The Locus lands are bananas; because color is irrelevant, these are almost strictly better than their basic land counterparts once in play, and that is why
there aren’t a bunch of them. Desert is good for a draw-go deck to pick off nuisance infect or aggro creatures. Buried Ruin is basically a Regrowth on a
stick, and the Dread Statuary and Stalking Stones provide different modes of attack. The rare and mythic lands are from Oath of the Gatewatch and,
in my mind, support aggro and control decks very well. Both are very powerful, but you’ll rarely find them to be equally as good in the same deck.
There’s the 180 cards we’re starting. Throw in about 60-90 sleeved Wastes and we’re done, right?
One of the single most frustrating parts about Limited is the gap between expectation and reality. We’ve all been there; we finished drafting our 45th card
or we’ve piled out the sixth and final pack from our Sealed pool and everything looks perfect. The curve is on point. The removal is all there. The bombs
are ready to be dropped. At least some amount of the time, we then sleeve up, proceed to mulligan to four, never draw a threat, and feel completely
defeated. What could have gone wrong? I had eighteen lands and nine removal spells! How did I not draw any of them?
Variance, my friends, is a double-edged sword. On one hand, it is a necessary part of the game that keeps people coming back to a fresh, unique experience.
On the other hand, it can come down to a game of luck and probabilities that, despite our best efforts, we will often lose through little or no fault of
our own. This is often exacerbated in Limited environments, as our potential for card advantage, library manipulation, and mana fixing is considerably
lower both in power and frequency. We expect our Draft decks to play like Constructed decks, and that’s mathematically impossible.
Here, we’re lowering variance to create skill-based interactions where we can. That’s why, when you play this Cube, every player starts each game with an
emblem that says:
That’s it. In an attempt to provide an opportunity to meaningfully interact with your opponent’s board, every pair of Wastes you have in your hand is a
removal spell. You can’t be a jerk and blast a basic land, but you can blow up anything else. Although seemingly powerful, the cost is steep; you will
always two-for-one yourself, and you will give up the opportunity to play them as lands to power your hungry artifacts and spells. Thus, it is a critical
tradeoff. Card advantage opportunities are minimal in this format, so you can’t just outpace someone every time. So yes, you can kill that three-drop with
two Wastes, but you still have to spend the mana to do it. It also makes indestructible particularly powerful, and that is also intentional. I considered
allowing you to counter spells with converted mana cost X, too, but I thought they were almost identical and would overcomplicate things.

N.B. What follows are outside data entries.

PR #786, opened 2025-01-20
feat: support SslProtocol parameter for httpClient job

DeagleGross:
Adding an option to explicitly set the sslProtocol version to use on `SocketsHttpHandler`

### DIFF
--- a/src/Microsoft.Crank.Jobs.HttpClient/Program.cs
+++ b/src/Microsoft.Crank.Jobs.HttpClient/Program.cs
@@ -596,7 +596,7 @@ namespace Microsoft.Crank.Jobs.HttpClientClient
             var maxLatency = 0D;
             var totalLatency = 0D;
             var transferred = 0L;
-            var measuringStart = 0L;
+            var measuringStart = -1L;
 
             var sw = new Stopwatch();
             sw.Start();
@@ -652,7 +652,7 @@ namespace Microsoft.Crank.Jobs.HttpClientClient
                     {
                         if (measuringStart == 0)
                         {
-                            measuringStart = sw.ElapsedTicks;
+                            measuringStart = sw.ElapsedTicks - 1;
                         }
 
                         transferred += responseMessage.Content.Headers.ContentLength ?? 0;
@@ -709,16 +709,7 @@ namespace Microsoft.Crank.Jobs.HttpClientClient
                 }
             }
 
-            long throughput = 0;
-            try
-            {
-                throughput = transferred / ((sw.ElapsedTicks - measuringStart) / Stopwatch.Frequency);
-            }
-            catch (DivideByZeroException ex)
-            {
-                Log("Error during throughput calculation: {0}", ex.Message);
-            }
-
+            var throughput = transferred / ((sw.ElapsedTicks - measuringStart) / Stopwatch.Frequency);
 
             if (!String.IsNullOrWhiteSpace(Script) && !worker.Script.GetValue("stop").IsUndefined())
             {
--- a/src/Microsoft.Crank.Jobs.HttpClient/Program.cs
+++ b/src/Microsoft.Crank.Jobs.HttpClient/Program.cs
@@ -184,27 +184,28 @@ namespace Microsoft.Crank.Jobs.HttpClientClient
 
                 Headers = new List<string>(optionHeaders.Values);
 
-                var sslProtocols = ParseSslProtocols(optionSslProtocols.Values);
-                _httpClientHandler.SslProtocols = sslProtocols;
-                Log("Using sslProtocols: {0}. input: {1}", sslProtocols, string.Join(";", optionSslProtocols.Values));
-
-                static SslProtocols ParseSslProtocols(List<string> inputProtocols)
+                if (optionSslProtocols.HasValue())
                 {
-                    if (inputProtocols is null)
+                    var sslProtocols = ParseSslProtocols(optionSslProtocols.Values);
+                    if (sslProtocols is not SslProtocols.None)
                     {
-                        return SslProtocols.Tls12 | SslProtocols.Tls13;
+                        Log("Using sslProtocols: {0}", sslProtocols);
+                        _httpClientHandler.SslProtocols = sslProtocols;
                     }
 
-                    var result = SslProtocols.None;
-                    foreach (var protocol in inputProtocols)
+                    static SslProtocols ParseSslProtocols(List<string> inputProtocols)
                     {
-                        if (Enum.TryParse<SslProtocols>(protocol, ignoreCase: true, out var mask))
+                        var result = SslProtocols.None;
+                        foreach (var protocol in inputProtocols)
                         {
-                            result |= mask;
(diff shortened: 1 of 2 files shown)


src/Microsoft.Crank.Jobs.HttpClient/Program.cs
```diff
@@ -683,7 +716,16 @@ public static async Task<WorkerResult> DoWorkAsync()
                 }
             }
 
-            var throughput = transferred / ((sw.ElapsedTicks - measuringStart) / Stopwatch.Frequency);
+            long throughput = 0;
+            try
+            {
+                throughput = transferred / ((sw.ElapsedTicks - measuringStart) / Stopwatch.Frequency);
```
DeagleGross, line 722: I was running the following job (needs adjustment for running without local changes)
> crank --config https://raw.githubusercontent.com/DeagleGross/Benchmarks/refs/heads/dmkorolev/idna/tls-protocols/scenarios/tls.benchmarks.yml --scenario tls-handshakes-httpsys --profile aspnet-gold-win --application.framework net10.0 --application.options.outputFiles "D:\code\Benchmarks\src\BenchmarksApps\TLS\HttpSys\bin\Release\net9.0\*.dll" --application.variables.logRequestDetails "true" --load.variables.sslProtocols "tls13"

and it fails with such exception (below), therefore I decided to handle it. Not sure why that happens only for tls13 scenario.

```
[STDERR] Unhandled exception. System.DivideByZeroException: Attempted to divide by zero.
[STDERR]    at Microsoft.Crank.Jobs.HttpClientClient.Program.DoWorkAsync() in /tmp/benchmarks-agent/benchmarks-server-1/pzqitig2.gjs/src/Microsoft.Crank.Jobs.HttpClient/Program.cs:line 718
[STDERR]    at Microsoft.Crank.Jobs.HttpClientClient.Program.RunAsync() in /tmp/benchmarks-agent/benchmarks-server-1/pzqitig2.gjs/src/Microsoft.Crank.Jobs.HttpClient/Program.cs:line 388
[STDERR]    at Microsoft.Crank.Jobs.HttpClientClient.Program.<>c__DisplayClass86_0.<<Main>b__1>d.MoveNext() in /tmp/benchmarks-agent/benchmarks-server-1/pzqitig2.gjs/src/Microsoft.Crank.Jobs.HttpClient/Program.cs:line 295
[STDERR] --- End of stack trace from previous location ---
[STDERR]    at McMaster.Extensions.CommandLineUtils.CommandLineApplicationExtensions.<>c__DisplayClass8_0.<<OnExecuteAsync>b__0>d.MoveNext()
[STDERR] --- End of stack trace from previous location ---
[STDERR]    at McMaster.Extensions.CommandLineUtils.CommandLineApplication.ExecuteAsync(String[] args, CancellationToken cancellationToken)
[STDERR]    at Microsoft.Crank.Jobs.HttpClientClient.Program.Main(String[] args) in /tmp/benchmarks-agent/benchmarks-server-1/pzqitig2.gjs/src/Microsoft.Crank.Jobs.HttpClient/Program.cs:line 298
[STDERR]    at Microsoft.Crank.Jobs.HttpClientClient.Program.<Main>(String[] args)
```

src/Microsoft.Crank.Jobs.HttpClient/httpclient.yml
```diff
@@ -28,4 +28,5 @@ jobs:
       httpVersion: 1.1
       certPath: # the path or url of the certificate used for authentication
       certPwd: # the password of the certificate specified in certPath
-    arguments: '--url "{{serverScheme}}://{{serverAddress}}:{{serverPort}}{{path}}" --connections {{connections}} --warmup {{warmup}} --duration {{duration}} {{headers[presetHeaders]}} --version {{httpVersion}} {% if certPath %} --cert {{certPath}} {% endif %} {% if certPwd %} --certpwd {{certPwd}} {% endif %}'
+      sslProtocols: # the SSL protocols to use, e.g. Tls12, Tls13.
+    arguments: '--url "{{serverScheme}}://{{serverAddress}}:{{serverPort}}{{path}}" --connections {{connections}} --warmup {{warmup}} --duration {{duration}} {{headers[presetHeaders]}} --version {{httpVersion}} {% if certPath %} --cert {{certPath}} {% endif %} {% if certPwd %} --certpwd {{certPwd}} {% endif %} {% if sslProtocols %} --sslProtocols {{sslProtocols}} {% endif %}'
```
sebastienros, line 32:
```suggestion
      sslProtocol: # the SSL protocol to use, e.g. Tls12, Tls13.
    arguments: '--url "{{serverScheme}}://{{serverAddress}}:{{serverPort}}{{path}}" --connections {{connections}} --warmup {{warmup}} --duration {{duration}} {{headers[presetHeaders]}} --version {{httpVersion}} {% if certPath %} --cert {{certPath}} {% endif %} {% if certPwd %} --certpwd {{certPwd}} {% endif %} {% if sslProtocol %} --ssl-protocol {{sslProtocol}} {% endif %}'
```

src/Microsoft.Crank.Jobs.HttpClient/Program.cs
BrennanConroy: `DivideByZeroException` is one of the exception types you generally shouldn't be explicitly catching. We should instead figure out why it happened and fix that, or change the logic so we avoid dividing by zero in the first place.

src/Microsoft.Crank.Jobs.HttpClient/Program.cs
```diff
@@ -182,6 +185,29 @@ static async Task Main(string[] args)
...
+                        foreach (var protocol in inputProtocols)
+                        {
+                            if (Enum.TryParse<SslProtocols>(protocol, ignoreCase: true, out var mask))
+                            {
+                                result |= mask;
+                            }
+                        }
+
+                        return result;
+                    }
```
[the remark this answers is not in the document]
DeagleGross: moved under `app.OnValidate(...)` to be able to return `ValidationResult`

src/Microsoft.Crank.Jobs.HttpClient/Program.cs
sebastienros: `sw.ElapsedTicks` could be equal to `measuringStart` if:
- they are both not changes (default is 0)
- code is so fast or optimized that `sw.ElapsedTicks` is not updated after `measuringStart` is assigned

To solve this we could initialize `measuringStart` with `-1` and also set `measuringStart = sw.ElapsedTicks - 1` to ensure they are never the same. The computation would be off by 1 tick, which wouldn't matter. And if they were to be identical then we can't get anything from the result so the newly non-zero value is as meaningless. While no exception will be thrown.

DeagleGross: makes sense, I adjusted the code as proposed

DeagleGross: added the `(double)` cast to be 100% sure there is no division by zero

Wastes, which
would otherwise be strictly worse than any other nonbasic land that produced mana, have new life, and hopefully, it will add a whole new dimension to the
decisions you make while playing the Cube.
As I was tweaking this emblem idea, I thought it would make a neat variant. Wouldn’t it be cool if you could do a Charm-like effect by discarding two basic
lands that share a type and paying some amount of mana? Maybe two Plains would let you give your creatures +1/+1, provide a 1/1 Soldier token, or prevent
all combat damage that turn? Might be too powerful, but you get the idea.

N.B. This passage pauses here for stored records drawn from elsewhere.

PR #787, opened 2025-01-21
preventing from injecting malicious code by JobsController/download

e-kharion:
preventing from injecting malicious code by JobsController/download
preventing from injecting malicious code by JobSerializer - using env. variable table name

### DIFF
--- a/src/Microsoft.Crank.Agent/Controllers/JobsController.cs
+++ b/src/Microsoft.Crank.Agent/Controllers/JobsController.cs
@@ -712,18 +712,12 @@ namespace Microsoft.Crank.Agent.Controllers
 
                     try
                     {
-                        if (!System.IO.File.Exists(fullPath))
-                        {
-                            Log.Error($"Client was requested to copy image from not existing path '{path}'");
-                            return NotFound();
-                        }
-
                         // docker cp mycontainer:/foo.txt foo.txt 
 
                         var destinationFilename = Path.Combine(tempDirectory, Path.GetFileName(path));
 
                         // Delete container if the same name already exists
-                        var result = await ProcessUtil.RunAsync("docker", $"cp {job.GetNormalizedImageName()}:{fullPath} {destinationFilename}", throwOnError: false, log: true);
+                        var result = await ProcessUtil.RunAsync("docker", [ "cp", $"{job.GetNormalizedImageName()}:{path}", destinationFilename ], throwOnError: false, log: true);
 
                         return new GZipFileResult(destinationFilename);
                     }
--- a/src/Microsoft.Crank.Agent/Controllers/JobsController.cs
+++ b/src/Microsoft.Crank.Agent/Controllers/JobsController.cs
@@ -712,12 +712,18 @@ namespace Microsoft.Crank.Agent.Controllers
 
                     try
                     {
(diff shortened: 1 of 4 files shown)


src/Microsoft.Crank.Controller/JobSerializer.cs
```diff
@@ -99,6 +99,7 @@ CertificateOptions certificateOptions
 
             var insertCmd =
                 @"
+                IF EXISTS (SELECT * FROM INFORMATION_SCHEMA.TABLES WHERE TABLE_SCHEMA = 'dbo' AND TABLE_NAME = @TableName)
```
sebastienros, line 102: What's the goal since it already creates the table if it doesn't exist? Did you find a way to make it crash on save as the table wasn't created?

src/Microsoft.Crank.Agent/Controllers/JobsController.cs
```diff
@@ -712,12 +712,18 @@ public async Task<IActionResult> Download(int id, string path)
 
                     try
                     {
+                        if (!System.IO.File.Exists(fullPath))
```
sebastienros, line 715: It is checking against the local filesystem but `path` is used relative to the running docker container. I don't think this will ever work.

src/Microsoft.Crank.Controller/JobSerializer.cs
e-kharion: Hi @sebastienros
The concern here is purely security - seems vulnerable to SQL injection if the attacker would update the related table name env. variable, the insert command could have execute a malicious sql code. 
Updated code should prevent it as the table name is passed as parameter and the table name now cannot contain the ']' character

src/Microsoft.Crank.Agent/Controllers/JobsController.cs
e-kharion: good catch, thanks for that. I at least updated the `ProcessUtil.RunCommand` method so it internally escapes the process start arguments

src/Microsoft.Crank.Controller/JobSerializer.cs
sebastienros: The code is run with the current user's connection string and credentials. If the user want to run some malicious code then can just do it. It's not the same as if this code was run by a server, on behalf of a user.

src/Microsoft.Crank.Controller/JobSerializer.cs
```diff
@@ -55,7 +55,7 @@ public static async Task InitializeDatabaseAsync(
         {
             var createCmd =
                 @"
-                IF OBJECT_ID(N'dbo." + tableName + @"', N'U') IS NULL
+                IF NOT EXISTS (SELECT * FROM INFORMATION_SCHEMA.TABLES WHERE TABLE_SCHEMA = 'dbo' AND TABLE_NAME = @TableName)
                 BEGIN
                     CREATE TABLE [dbo].[" + tableName + @"](
```
sebastienros, line 60: This one is not parameterized, so the issue is still there. But this can't be parameterized, so you can updated your changes with something like this:

```c#
var encodedTableName = new SqlCommandBuilder().QuoteIdentifier(unquotedIdentifier: tableName);
```

sebastienros (approved):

You might think you’re playing Magic with this Cube, but you are knee-deep in a colorless variant of Magic. I hope to get this built following the release
of Oath of the Gatewatch in a few weeks, and I’d love any input!
What’s your favorite colorless card from Oath of the Gatewatch, devoid or otherwise? Maybe Warping Wail has got you excited, or you like the idea
of Spatial Contortion, either for Standard or another, older format? Kozilek, the Great Distortion is pretty cool, too, and that activated ability is no
joke! As the Eldrazi march over the ruined plane of Zendikar, what is the spell you’d want to see them use?